The AD8129 or AD8130 would be my choice for the simplest high frequency design however their input voltage range is small enough that input dividers will likely be required.  The prototypical Tektronix P6046 had an input range not much larger than that and was also commonly used with a x10 input divider.  If you must do without the input divider, then a much more complicated design more along the lines of the Tektronix 7A13 is required and it only supports an input range of +/-10 volts with no input divider.

[Hydron]

If you can eat the noise penalty of using a 10x divider followed by a 10x gain stage, then you can do +/- 100V common-mode with +/- 5V differential range by using the AD8129 in 10x gain mode (minimum stable gain, with a 200MHz bandwidth!) after a 10x input attenuator.
If you put a AD8130 in there instead (or have both, and use the power-down pin to switch between them - I think this is the HVP70 method) then you can raise the differential input range by 5x to +/-25V at the cost of an overall 10X division ratio (or a somewhat smaller ratio with a bandwidth hit if gain is increased, but the AD8130 does have an output swing limit to consider as well).
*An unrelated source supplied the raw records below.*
PR #1089, opened 2026-05-07
Pooria/stores

Pooria90:
## What does this add?

Adds the **Stores** layer to the RAG pipeline — the persistence and retrieval layer that sits after the embedding stage.

**Core data models**

- `StoreEntry` — the atomic unit written to and retrieved from a store. Required fields map directly from `EmbeddedChunk`; all enrichment fields (`abstract`, `summary`, `scope`, `store_category`, `entities`, `valid_from`, `valid_until`) are optional.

Building something like this (potentially using normal 10x probes, matched as well as possible, as input attenuators) has sat on my to-do list for quite some time, but it's priority hasn't been high enough to have a realistic chance of actually happening soon unfortunately. I already have a couple of the Micsig probes for higher voltage applications (though one is playing up ) and simply haven't badly needed a low voltage version yet.

[nctnico]

Building something like this (potentially using normal 10x probes, matched as well as possible, as input attenuators) has sat on my to-do list for quite some time, but it's priority hasn't been high enough to have a realistic chance of actually happening soon unfortunately.

That is exactly what I did with the AD8421. Because it has a very high input impedance an (approx.) 1M Ohm resistor across the input together with some capacitance and 10M Ohm resistors to ground allow to use a standard 1:1 / 1:10 probe.

[David Hess]

I read the AD8129/AD8130 datasheet wrong.  A +/-10 volt input common mode range is possible without input dividers so that would be suitable for measurements on logic boards without input dividers.

Getting enough differential input voltage range then becomes the problem with +/-2.5 volts maximum and this reduces the maximum input common mode range although this should not be a problem in this application.  That suggests using a x2 differential attenuator on the input to boost the differential input voltage range so logic families up to 3.3 volts are accommodated or x3 to support 5 volt logic.  The gain can be adjusted at the output to make a convenient overall x10 attenuation factor.

For more general purpose use, I would consider the distribution of attenuation used by the old Tektronix P6202A active probe which uses x5 common mode attenuation at the input with x2 attenuation from the double terminated 50 ohm output for a total of x10, but noise would be marginally higher.  The input range would be 50 volts common mode and 12.5 volts differential.